If ever there was a good time for Indian companies to hit the IPO market, it is now. Equity capital markets have been snowballing over the past few months and investor appetite is only showing signs of strengthening.
Names such as Equitas Holdings and Mahanagar Gas have been on the receiving end of hungry investors. The former racked up Rp22.5bn ($335.1m) in April after pricing its IPO — the first from a small finance bank — at the top of guidance. Mahanagar also priced at the top end, raising Rp10.4bn in June after securing a 65x subscribed book. And more recently this month, staffing solutions firm Quess Corp found its Rp4bn IPO 147x subscribed.
The subscription numbers are certainly exciting and while they show the rising confidence among investors, buyers are not drawn to every Indian stock. More than anything, the success of recent IPOs shows that bankers and issuers are quickly learning the best way to entice investors — by being practical in their approach to valuations.
Take Larsen & Toubro subsidiary L&T Infotech’s recent listing. The issuer left something on the table for investors when pricing its IPO last week, offering a 12x 2016 P/E valuation compared to its peers’ 13x 2016 P/E. Needless to say, the company drew enough demand for its float to be nearly 12x subscribed.
It’s this generosity that is wooing investors into transactions. So much so that investors have started showing interest in deals on the first day of bookbuilding, in some cases with books fully subscribed on day one. This is unusual in Indian IPOs, where more often than not orders are absent until a rush comes in at the very end of the process.

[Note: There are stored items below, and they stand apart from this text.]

PR #128, opened 2022-04-05
feat: TA-1135 - Document void/refund and verify_credentials feature flags

federicojasson:
# Description

This PR documents the new void/refund feature flags.

Additionally, it documents the previously-added feature flag `verify_credentials` (ticket [TA-879](https://gr4vy.atlassian.net/browse/TA-879)).

Ticket: [TA-1135](https://gr4vy.atlassian.net/browse/TA-1135)

## Checklist

- [X] My code follows the style guidelines of this project
- [X] I have performed a self-review of my own changes
- [X] I have run `yarn test` to make sure my changes pass all linters
- [X] I have pulled the latest changes from the upstream `main` branch


reference/resources/payment_service_definition.yaml
```diff
@@ -120,6 +120,30 @@ properties:
         description: |-
           Supports passing decrypted digital wallet (e.g. Apple Pay)
           tokens to the underlying processor.
+      verify_credentials:
```
federicojasson, line 123: I'm doubtful about adding this feature flag or not. The ticket specifies that it should have been added, but I understand this is a private operation.

cbetta: If it's visible in a public URL then we should document it. Maybe say it's for internal use only?

federicojasson: Feature flags are really used internally (cannot be set by users), but we expose whether the feature is supported or not in the payment service definition endpoints. Because the credentials verification endpoint is for internal use only (by the dashboard), users probably won't care about whether that feature is supported or not, as there's no endpoint they can use that would be affected by it.

ipeluffo (approved):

More importantly, recent Indian trades have been able to attract more than just institutional accounts. Retail investors, who typically drive the aftermarket in India and are viewed by bankers as more savvy than their counterparts in other Asian countries, have also been eager not to miss the boat. The retail tranche in L&T’s float was 7.4x covered, while Mahanagar Gas saw a similar number of orders come in.
The shift is down to the fact that issuers are somewhat tempering their valuation expectations and learning from the outcomes of some of the year’s earlier deals.

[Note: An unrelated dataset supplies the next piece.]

PR #134, opened 2022-04-13
Ta 1175 open api add browser info object to api spec

tculigGr4vy:
# Description

https://gr4vy.atlassian.net/browse/TA-1175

Many early IPOs saw the retail portion either undersubscribed or ending up with a relatively lukewarm response both in primary and secondary. HealthCare Global Enterprises, for instance, tumbled 22% in its debut in March after sealing a Rp6.5bn IPO that was priced at the top end. This was despite non-institutional investors only subscribing for 0.43x of their allotment and retail investors 0.83x.
Meanwhile, Parag Milk Foods had to extend the bookbuilding period on its May IPO and revise down the price range to pull in enough demand for the offering. It eventually raised Rp7.4bn, but also plunged 10% following its trading debut, with the final valuation viewed as aggressive by many.
In contrast, Infibeam, Equitas and Mahanagar are well above their issue prices, having offered a decent discount to investors in primary in a bid to keep the momentum strong in the aftermarket.
By offering a chance of attractive returns in secondary trading by being realistic in the primary stage, issuers are hooking every investor base.
Overall, investor sentiment in India’s equity capital markets is firmly risk-on and the window for issuance is open. And the good run should continue for some time as long as issuers stay disciplined and do not try to price at a level that could cost the market dear.